Sen. Doug Jones to vote for President Trump’s conviction

Sen. Doug Jones speaks on Trump conviction vote from Senate floor

WASHINGTON, D.C., (WSFA) - Just hours before the U.S. Senate was slated to vote on whether to convict or acquit President Donald Trump on two articles of impeachment, one of the last senators still closely holding their decision made his announcement.

Sen. Doug Jones, currently the only statewide elected Democrat in Alabama, confirmed he’ll vote to convict.

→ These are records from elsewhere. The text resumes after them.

PR #15480, opened 2021-04-20
podman: update to 3.1.1

oskarirauta:

Compile tested: x86_64, server, recent SnapShot
Run tested: x86_64, server, recent snapshot, tested

Description:
Update podman to version 3.1.1

**Other changes**
 - Updated init script: stop pods and containers on shutdown.
 - Enable AppArmor support

### DIFF
--- a/utils/podman/Makefile
+++ b/utils/podman/Makefile
@@ -1,9 +1,9 @@
 include $(TOPDIR)/rules.mk
 
 PKG_NAME:=podman
-PKG_VERSION:=3.0.1
+PKG_VERSION:=3.1.1
 PKG_RELEASE:=$(AUTORELEASE)
-PKG_HASH:=259e682d6e90595573fe8880e0252cc8b08c813e19408b911c43383a6edd6852
+PKG_HASH:=4e6fb106c6363566b6edc4ac6caee0bdf6b788e01255c3b3bfcb64f4b6842229
 
 PKG_SOURCE_URL:=https://github.com/containers/podman/archive/v$(PKG_VERSION)
 PKG_SOURCE:=$(PKG_NAME)-$(PKG_VERSION).tar.gz
@@ -17,7 +17,7 @@ PKG_BUILD_PARALLEL:=1
 PKG_USE_MIPS16:=0
 
 GO_PKG:=github.com/containers/podman/
-GO_PKG_BUILD_PKG:=github.com/containers/podman/v2/cmd/podman/
+GO_PKG_BUILD_PKG:=github.com/containers/podman/v3/cmd/podman/
 
 include $(INCLUDE_DIR)/package.mk
 include ../../lang/golang/golang-package.mk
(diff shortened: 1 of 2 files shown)


BKPepe:
Please document your changes in the commit description because this is not a simple bump as stated in the commit subject "update to version 3.1.1" as you are doing many other changes.

utils/podman/Makefile
```diff
@@ -40,21 +40,21 @@ define Package/podman/Default
...
   VARIANT:=default
   PROVIDES:=podman
 endef
 
 define Package/podman-selinux
   $(call Package/podman/Default)
-  TITLE+= with SELinux support
-  DEPENDS+= libselinux
+  TITLE += with SELinux support
+  DEPENDS:=$(GO_ARCH_DEPENDS) +conmon +cni +cni-plugins +btrfs-progs +glib2 +gnupg2 +iptables +libgpg-error +libseccomp +libgpgme +nsenter +zoneinfo-simple +kmod-veth +libselinux
```
BKPepe, line 57: Why the previous issue was not okay for you?  While using `DEPENDS+=` there can be multiple dependencies.

oskarirauta: Sorry. My bad. My "private" version wasn't updated yet to that change which I made to version that I updated here earlier. Committing soon..

oskarirauta: @BKPepe fixed.

oskarirauta:
> Please document your changes in the commit description because this is not a simple bump as stated in the commit subject "update to version 3.1.1" as you are doing many other changes.

Not that many.  Below is complete expanded list of changes and reasons to them.

I found out that If you change location of containers to persistent storage instead of tmpfs, starting them will fail unless they have been stopped. If this is the case that reboot has occurred before pods and containers have been stopped, they cannot be started, they have to be removed and re-created. Change in initscript tries to avoid that. Even if containers are running at tmpfs, this won't hurt. Still, if something happens and system hangs/reboots/etc, script won't save you from that. It's just a attempt to make things easier. Luckily, there's no real damage when containers "fail" as you are supposed to _mount_ dynamic content anyways..

I provided a pull request for AppArmor. Before provided python3-readline is required by AppArmor. If AppArmor is accepted, applications supporting it natively, should have it enabled- this also won't hurt or grow codebase too much either.

BKPepe:
Now, it is better, thanks! The explanation could be added to the commit description as you already wrote it, but if you want to leave it as it is, I am fine with that as well.

However, we can not merge this first before apparmor is not merged.

BKPepe (approved):
Now, it is better, thanks! The explanation could be added to the commit description as you already wrote it, but if you want to leave it as it is, I am fine with that as well.

Otherwise it looks good to me, thanks! Once CI pass, I will merge it.

oskarirauta:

“After many sleepless nights, I have reluctantly concluded that the evidence is sufficient to convict the President for both abuse of power and obstruction of Congress,” Jones said in a statement released shortly before taking to the Senate floor to explain himself

Jones said he kept an open mind through the impeachment process and came to his decision after “studying the facts of this case exhaustively.”

Addressing the first article, abuse of power, Jones said he was “deeply troubled by the arguments put forth by the President’s lawyers in favor of virtually unchecked presidential power,” and added that “the evidence clearly proves the President used the weight of his office and that of the United States government to seek to coerce a foreign government to interfere in our election for his personal political benefit.”

Jones said the obstruction of Congress article gave him "even more pause,” but said while he “struggled to understand the House’s strategy in their pursuit of documents and witnesses” and wished House impeachment managers had done more, he was ultimately convinced of the president’s guilt.

“While I am sensitive to protecting the privileges and immunities afforded to the President and his advisors, I believe it is critical to our constitutional structure that we protect Congress’ authorities also," Jones said. "In this matter it was clear from the outset that the President had no intention whatsoever of any accommodation with Congress when he blocked both witnesses and documents from being produced.”

Trump’s acquittal is all but assured in a Wednesday afternoon vote that is expected to fall along party lines. It takes 67 senators to remove a president from office, something that would require a large number of Republican defections.

For Jones, though, the decision could have major implications as he seeks for a full term in November. Already considered the most endangered Democrat this election cycle, Jones’ decision to vote for Trump’s removal won’t sit well with many in a conservative state where the president remains very popular.

Within minutes of his announcement, the Alabama GOP, the Senate Leadership Fund, and even candidates seeking the Republican nomination to challenge Jones were issuing statements against him.

“He continues to take his marching orders from Chuck Schumer and his liberal California campaign donors,” ALGOP Chairman Terry Lathan said. “By voting to convict, Senator Jones once again is demonstrating his contempt for the majority of Alabamians who are opposed to impeachment.”

The SLF added that it “would like to be the first to congratulate Doug Jones on his impending retirement from politics.”